By incorporating a combination of system prompts, user prompts, assistant prompts, and function parameters, users can have more control over the generated text output. Prompt engineering remains important, but these additional input options make the chat/completions endpoint a powerful choice for text completion tasks.

OpenAI API temperature Hyperparameter

The OpenAI API incorporates a hyperparameter known as temperature that affects the computation of token probabilities when generating output through the large language model. The temperature value ranges from 0 to 2, with lower values indicating greater determinism and higher values indicating more randomness.

When the temperature is set to a lower value, the probability distribution of tokens becomes narrower and taller. This means that a few tokens will have significantly higher probabilities than others. On the other hand, when the temperature is set to a higher value, the probability distribution becomes flatter. This leads to token probabilities that are closer in value to each other.

OpenAI API top_p Hyperparameter

The OpenAI API incorporates a hyperparameter known as top_p that determines the portion of the highest probability tokens to select from. The “top_p” value ranges from 0 to 2, where lower values increase determinism, and higher values increase randomness.

When the top_p value is set to a lower value, the model will choose tokens from a smaller percentage of the highest probabilities. This narrows down the selection range and leads to more deterministic outputs. Conversely, when the top_p value is set to a higher value, the model will select tokens from a larger number of tokens with various probabilities. This expands the selection range and introduces more randomness in the output.

OpenAI API frequency_penalty Hyperparameter

The OpenAI API incorporates a hyperparameter called frequency_penalty that influences the probability of output tokens based on their frequency of occurrence in the generated output.
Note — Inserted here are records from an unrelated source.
PR #533, opened 2019-08-08
Add S3 filesystem support

xprotobeast2:


Dockerfile
```diff
@@ -283,6 +284,8 @@ RUN LIBCUDA_FOUND=$(ldconfig -p | grep -v compat | awk '{print $1}' | grep libcu
             cp -r trtis/install/bin /opt/tensorrtserver/. && \
             cp -r trtis/install/lib /opt/tensorrtserver/. && \
             cp -r trtis/install/include /opt/tensorrtserver/include/trtserver) && \
+            # Copy aws-sdk-cpp libs to opt/tensorrtserver/lib
```
deadeyegoodwin: Don't need this comment

build/CMakeLists.txt
```diff
@@ -355,6 +373,15 @@ if(${TRTIS_ENABLE_METRICS})
   set(TRTIS_DEPENDS ${TRTIS_DEPENDS} prometheus-cpp)
 endif() # TRTIS_ENABLE_METRICS
 
+if(${TRTIS_ENABLE_S3})
```
deadeyegoodwin: Put this at line 365 just after GCS (and follow style of no blank lines before/after)

build/CMakeLists.txt
```diff
@@ -355,6 +373,15 @@ if(${TRTIS_ENABLE_METRICS})
...
+  set(TRTIS_DEPENDS ${TRTIS_DEPENDS} aws-sdk-cpp)
+endif() # TRTIS_ENABLE_S3
+
+set(CMAKE_PREFIX_PATH ${CMAKE_PREFIX_PATH}
```
deadeyegoodwin: Is this really necessary. Why doesn't AWSSDK_DIR take care of this?

qa/L0_storage_S3/test.sh
```diff
@@ -0,0 +1,179 @@
...
+# OF LIABILITY, WHETHER IN CONTRACT, STRICT LIABILITY, OR TORT
+# (INCLUDING NEGLIGENCE OR OTHERWISE) ARISING IN ANY WAY OUT OF THE USE
+# OF THIS SOFTWARE, EVEN IF ADVISED OF THE POSSIBILITY OF SUCH DAMAGE.
+
+export CUDA_VISIBLE_DEVICES=0
+
+CLIENT_LOG_BASE="./client"
+INFER_TEST=infer_test.py
+
+# Google cloud variables (Point to bucket when testing cloud storage)
```
deadeyegoodwin: Not google

src/core/filesystem.cc
```diff
@@ -541,6 +837,23 @@ GetFileSystem(const std::string& path, FileSystem** file_system)
 #endif  // TRTIS_ENABLE_GCS
   }
 
+  // Check if this is a GCS path (gs://$BUCKET_NAME)
```
deadeyegoodwin: Comment is wrong

src/core/filesystem.cc
```diff
@@ -541,6 +837,23 @@ GetFileSystem(const std::string& path, FileSystem** file_system)
...
+    Aws::SDKOptions options;
+    Aws::InitAPI(options);
+    static S3FileSystem s3_fs(options);
+    // RETURN_IF_ERROR(s3_fs.CheckClient());
+    *file_system = &s3_fs;
+    return Status::Success;
+#endif  // TRTIS_ENABLE_S3
+  }
+
   // For now assume all paths are local...
```
deadeyegoodwin: Change this comment: "Assume path is for local filesystem"

src/core/filesystem.cc
```diff
@@ -497,31 +514,310 @@ Status
...
 
+Status
+S3FileSystem::FileModificationTime(const std::string& path, int64_t* mtime_ns)
+{
+  // We don't need to worry about the case when this is a GCS directory
+  bool is_dir;
+
+  RETURN_IF_ERROR(IsDirectory(path, &is_dir));
+  if (is_dir) {
+    return Status::Success;
```
GuanLuo: Is it possible to get the modification time for directory? In model repository manager, I used the modification time of the directory for the case of file deletion ([here](https://github.com/NVIDIA/tensorrt-inference-server/blob/master/src/core/model_repository_manager.cc#L194)). If the way I am doing only make sense on local filesystem, then I will need to use a different approach

src/core/filesystem.cc
```diff
@@ -497,31 +514,310 @@ Status
 GCSFileSystem::WriteTextFile(
     const std::string& path, const std::string& contents)
 {
+  return Status(
+      RequestStatusCode::INTERNAL,
+      "Write text file operation not yet implemented " + path);
```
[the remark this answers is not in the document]
xprotobeast2: We never use this function anywhere, and so we'd have to write it and test it for no specific purpose.

src/core/filesystem.cc
xprotobeast2: I can define it as the most recently modified child in the directory, and return that.

xprotobeast2: Seems like these cases should be added to the CI somehow.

Tokens that have already appeared more frequently in the output are subject to a greater probability reduction due to the frequency penalty’s impact.

Increasing the frequency_penalty will decrease the likelihood of repeated words and phrases in the output. This is particularly useful in scenarios where variety in the output is desired while maintaining focus on the topic at hand.

OpenAI API Tokens

Large language models process text by breaking it down into units called tokens, which can represent either whole words or fragments of words. As a rough guideline, around 750 words can be roughly estimated to be equivalent to 1000 tokens.

It is important to note that when using the OpenAI API, costs are determined based on the number of tokens processed by each model. This means that you are charged for every 1000 tokens processed. In terms of cost-effectiveness, the GPT-3.5-turbo model, which can be accessed through the chat/completions endpoint, is considered to be the most economical option.

OpenAI API Prompt Engineering

The process of prompt engineering involves creating input prompts specifically designed to generate the desired and optimal output from large language models. The effectiveness of prompt engineering relies on crafting input prompts that are both descriptive and token-efficient. This can be achieved by using various strategies, whether creating a single input prompt with either endpoint or employing few-shot prompting with the chat/completions endpoint. Here are a few recommended approaches for creating effective prompts:

  • Be Descriptive: Utilize adjectives and descriptive language in your prompts to provide the model with more contextual information, aiding it in generating the desired output.
  • Be Specific: Avoid using vague terms such as “a few” and instead provide precise details, such as specifying “three” to enhance the accuracy and clarity of the model’s output.
  • Define the Output: Request the output to be structured in a specific format, such as JSON, or provide clear instructions to ensure the model generates the output in the desired format.
  • Provide an Example: An example of the desired end result can help guide the model and provide a clearer understanding of your expected output.

By employing these prompt engineering strategies, users can enhance the performance of large language models and obtain more reliable and targeted outputs.